Final answer:
Given the conditions, there is a 64% chance that John checked in at least 2 hours early on a randomly selected trip where he upgraded his seat to first class.
Step-by-step explanation:
The student's question is asking for the conditional probability, given that John upgraded his seat to first class, what is the probability that he checked in at least 2 hours before the flight. This can be calculated using Bayes' theorem.
Let's denote A as the event 'John checks in at least 2 hours early', and B as the event 'John upgrades his seat to first class'. We are given that P(A) = 0.4 (he checks in early 40% of the time), P(B|A) = 0.8 (the probability of an upgrade given that he checks in early), and P(B|not A) = 0.3 (the probability of an upgrade if he does not check in early).
The total probability of upgrading, P(B), can be calculated using the law of total probability: P(B) = P(B|A)*P(A) + P(B|not A)*P(not A).

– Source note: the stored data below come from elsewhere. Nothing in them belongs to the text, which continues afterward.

PR #326, opened 2024-11-13
Feature: more fetch-or-serialize functions

liss-h:
Add `fetch_or_serialize_*` function to `Variable`, `BlankNode` and `IRI`

### DIFF
--- a/src/rdf4cpp/BlankNode.cpp
+++ b/src/rdf4cpp/BlankNode.cpp
@@ -132,6 +132,20 @@ CowString BlankNode::identifier() const noexcept {
     return CowString{CowString::borrowed, handle_.bnode_backend().identifier};
 }
 
+FetchOrSerializeResult BlankNode::fetch_or_serialize_identifier(std::string_view &out, writer::BufWriterParts writer) const noexcept {
+    if (handle_.is_inlined()) {
+        auto const inlined = detail_bnode_inlining::from_inlined(handle_.id());
+        if (!rdf4cpp::writer::write_str(inlined.view().identifier, writer)) [[unlikely]] {
+            return FetchOrSerializeResult::SerializationFailed;
+        }
+
+        return FetchOrSerializeResult::Serialized;
+    }
+
+    out = handle_.bnode_backend().identifier;
+    return FetchOrSerializeResult::Fetched;
+}
+
 bool BlankNode::serialize(writer::BufWriterParts const writer) const noexcept {
     if (null()) {
         return rdf4cpp::writer::write_str("null", writer);
--- a/src/rdf4cpp/query/Variable.cpp
+++ b/src/rdf4cpp/query/Variable.cpp
@@ -150,6 +150,20 @@ CowString Variable::name() const {
     return CowString{CowString::borrowed, handle_.variable_backend().name};
 }
 
+FetchOrSerializeResult Variable::fetch_or_serialize_name(std::string_view &out, writer::BufWriterParts writer) const noexcept {
+    if (handle_.is_inlined()) {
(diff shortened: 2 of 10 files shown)


tests/nodes/tests_Node.cpp
```diff
@@ -222,6 +222,31 @@ TEST_CASE("IRI UUID") {
...
 
+TEST_CASE("IRI fetch or serialize") {
+    auto const x = IRI::make("https://example.com#some-iri");
+    auto const expected = x.identifier();
+
+    std::string buf;
+    writer::StringWriter w{buf};
+
+    std::string_view fetched;
+    switch (x.fetch_or_serialize_identifier(fetched, w)) {
```
bigerl: No need for a switch-cases here. 

```
CHECK_EQ(x.fetch_or_serialize_identifier(fetched, w), FetchOrSerializeResult::Fetched)
```

will do because IRI cannot inline. So, it will not serialize.

src/rdf4cpp/BlankNode.cpp
```diff
@@ -132,6 +132,20 @@ CowString BlankNode::identifier() const noexcept {
     return CowString{CowString::borrowed, handle_.bnode_backend().identifier};
 }
 
+FetchOrSerializeResult BlankNode::fetch_or_serialize_identifier(std::string_view &out, writer::BufWriterParts writer) const noexcept {
+    if (handle_.is_inlined()) {
+        auto const inlined = detail_bnode_inlining::from_inlined(handle_.id());
+        if (!rdf4cpp::writer::write_str(inlined.view().identifier, writer)) [[unlikely]] {
```
bigerl, line 138: How can this happen? Can You add a test case for this path?

src/rdf4cpp/query/Variable.cpp
```diff
@@ -150,6 +150,20 @@ CowString Variable::name() const {
     return CowString{CowString::borrowed, handle_.variable_backend().name};
 }
 
+FetchOrSerializeResult Variable::fetch_or_serialize_name(std::string_view &out, writer::BufWriterParts writer) const noexcept {
+    if (handle_.is_inlined()) {
+        auto const inlined_repr = detail_variable_inlining::from_inlined(handle_.id());
+        if (!rdf4cpp::writer::write_str(inlined_repr.view().name, writer)) {
+            return FetchOrSerializeResult::SerializationFailed;
```
bigerl, line 157: Same here. How is this possible?

tests/nodes/tests_Node.cpp
```diff
@@ -360,11 +385,36 @@ TEST_CASE("variable inlining") {
         CHECK_EQ(var.backend_handle().id(), again3.backend_handle().id());
     };
 
+    auto const check_fetch_or_serialize = [&](query::Variable const &var) {
```
bigerl, line 376: `check_fetch_or_serialize` should have another parameter `FetchOrSerializeResult expected_result` to validate the outcome. Also applies to `check_fetch_or_serialize` for `BlankNode`s.

bigerl (changes requested):
Thx for the PR. I think the previous PR regarding `fetch_or_serialize` was not reviewed by me. Some of the comments to this one might also apply to the similar code for IRI.

src/rdf4cpp/BlankNode.cpp
liss-h: Can only happen if the writer has a finite amount of space or is unable to make additional space, so this has nothing to do with this PR

bigerl: would still be important to test it with every `fetch_or_serialize` function because not handling this case in any of them would make for very rare but hard to track down bugs.

bigerl (approved):
Looks good now. Thx

PR #2209, opened 2024-07-23
MCR-3149 replace ckeditor with tinymce

Mewel:
[Link to jira](https://mycore.atlassian.net/browse/MCR-3149).

### DIFF
--- a/mycore-wcms2/GruntFile.js
+++ b/mycore-wcms2/GruntFile.js
@@ -28,14 +28,6 @@ module.exports = function (grunt) {
                     files: [
                         {
                             expand: true,
-                            cwd: './node_modules/ckeditor',
-                            dest: './target/classes/META-INF/resources/modules/wcms2/node_modules/ckeditor',
-                            src: [
-                                '**'
-                            ]
-                        },
-                        {
-                            expand: true,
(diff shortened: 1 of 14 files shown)


mycore-wcms2/GruntFile.js
```diff
@@ -28,8 +28,16 @@ module.exports = function (grunt) {
...
-                            dest: './target/classes/META-INF/resources/modules/wcms2/node_modules/ckeditor',
+                            cwd: './node_modules/tinymce',
+                            dest: './target/classes/META-INF/resources/modules/wcms2/node_modules/tinymce',
+                            src: [
+                                '**'
+                            ]
+                        },
+                        {
+                            expand: true,
+                            cwd: './node_modules/tinymce-i18n/langs7',
```
sebhofmann, line 39: This seems to be wrong `/langs7',`

sebhofmann (changes requested):

mycore-wcms2/GruntFile.js
Mewel: This is actually correct. It refers to the tinyMCE version 7.

sebhofmann (approved):
I tested it and it works.

PR #2210, opened 2024-07-25
MCR-3150 Inconsistent/unideal selection of job statuses

toKrause:
[Link to jira](https://mycore.atlassian.net/browse/MCR-3150).


sebhofmann:
I think the code is fine since, the job will be reset to new, because the status is not max_tries yet.

toKrause:
Okay, that makes sense. At least in a development environment, I should probably set `MCR.QueuedJob.MaxTry=1` in order to be able to retry immediately.

toKrause:
One more adjacent question:

`MCRJobStaticContentGenerator` queries `List.of(MCRJobStatus.NEW, MCRJobStatus.ERROR, MCRJobStatus.PROCESSING)` in order to check, if an equal job already exists, but `MCRMODSMetadataShareAgent` only queries `List.of(MCRJobStatus.NEW, MCRJobStatus.ERROR)` for the same purpose. Shouldn't the letter also query `MCRJobStatus.PROCESSING`?

sebhofmann:
Yes they should be the same. I was not sure which one is better. If a Job is already processing it could also be finished with most of the work and the actual new changes are not done. So safest way would be to add the job even if there is already a processing one.

toKrause:
I've reused this PR for an actually useful change.

sebhofmann (approved):

PR #2229, opened 2024-08-22
MCR-3167 Fix MCR<->ORCID transformation for OCLC, PMID and PMC

chemicus:
[Link to jira](https://mycore.atlassian.net/browse/MCR-3167).


golsch (dismissed):
Looks good to me, the identifiers are compliant with the [standard](https://www.loc.gov/standards/sourcelist/standard-identifier.html) we use.

kkrebs (changes requested):
we should'nt change IDs here, this needs migration steps. Please add these changes to main instead.

kkrebs (approved):

PR #2230, opened 2024-08-22
MCR-3168 Add ORCID work identifiers Handle and K10Plus-PPN and and External-id-url where missing

chemicus:
[Link to jira](https://mycore.atlassian.net/browse/MCR-3168).


golsch (approved):
Looks good to me, the identifiers are compliant with the [standard](https://www.loc.gov/standards/sourcelist/standard-identifier.html) we use.

kkrebs (approved):

PR #2231, opened 2024-08-23
MCR-3169 Allow to suppress instantiation of disabled components

toKrause:
[Link to jira](https://mycore.atlassian.net/browse/MCR-3169).

### DIFF
--- a/mycore-base/src/main/java/org/mycore/common/MCRUserInformationResolver.java
+++ b/mycore-base/src/main/java/org/mycore/common/MCRUserInformationResolver.java
@@ -18,14 +18,17 @@
 
 package org.mycore.common;
 
+import org.apache.logging.log4j.LogManager;
+import org.apache.logging.log4j.Logger;
+import org.mycore.common.config.MCRConfiguration2;
+import org.mycore.common.config.annotation.MCRConfigurationProxy;
+import org.mycore.common.config.annotation.MCRInstanceMap;
+import org.mycore.common.config.annotation.MCRSentinel;
+
 import java.util.Map;
 import java.util.Objects;
 import java.util.Optional;
 import java.util.function.Supplier;
-
-import org.mycore.common.config.MCRConfiguration2;
-import org.mycore.common.config.annotation.MCRConfigurationProxy;
-import org.mycore.common.config.annotation.MCRInstanceMap;
 
 /**
  * A {@link MCRUserInformationResolver} can be used to obtain {@link MCRUserInformation}, without knowledge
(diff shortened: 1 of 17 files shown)


sebhofmann (changes requested):
I think the default case should always be true. The MCRSentinel-Interface has a weird name and its only value is to change default behaviour, which in this case is a bad thing. The property Name should always be the same "Enabled" and the default value should always be "true". It should be hardcoded.
Changing this for a specific Implementation would require more Documentation and the User can never be sure if anything is enabled or disabled without reading the documentation. 
The class should be removed and the behaviour should be hardcoded into all related functions. It should also work for general instantiation. From a user perspective it makes no sense to make only MCRInstanceList or MCRInstanceMap entries disabled and not all Instances.
If a instance is disabled, then:
```
Optional<S> getInstanceOf  -> should return an empty optional
S getInstanceOfOrThrow -> should throw an exception
Optional<S> getSingleInstanceOf -> should return an empty optional
S getSingleInstanceOfOrThrow -> should throw an exception 
getInstantiatablePropertyKeys -> should not be contained in the Stream
getInstances -> should not be contained in the map 
```

toKrause:
> The property Name should always be the same "Enabled" and the default value should always be "true". It should be hardcoded.


> The class should be removed and the behaviour should be hardcoded into all related functions. It should also work for general instantiation.

I considered that and in the end decided to not go that route. Here' my thinking:

- The `Enabled` property of this PR is a new feature and introducing it as a general feature might break backwards compatibility.  There might already be `MCRProperty` annotations using the name `Enabled` (for example `MCRCronJob`)  where the semantics of the property most likely will be deviating from what this PR tries to achieve (as it is the case with `MCRCronJob` where the enabled state is combined with the context in order to calculate weather a cron job should be executed).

Plugging in the given values, we get P(B) = 0.8*0.4 + 0.3*0.6 = 0.50.
Now, using Bayes' theorem we can find P(A|B), the probability that he checked in early given that an upgrade occurred:
P(A|B) = (P(B|A)*P(A)) / P(B) = (0.8*0.4) / 0.50 = 0.64.
So, there is a 64% chance that John checked in at least 2 hours early given that he upgraded his seat to first class.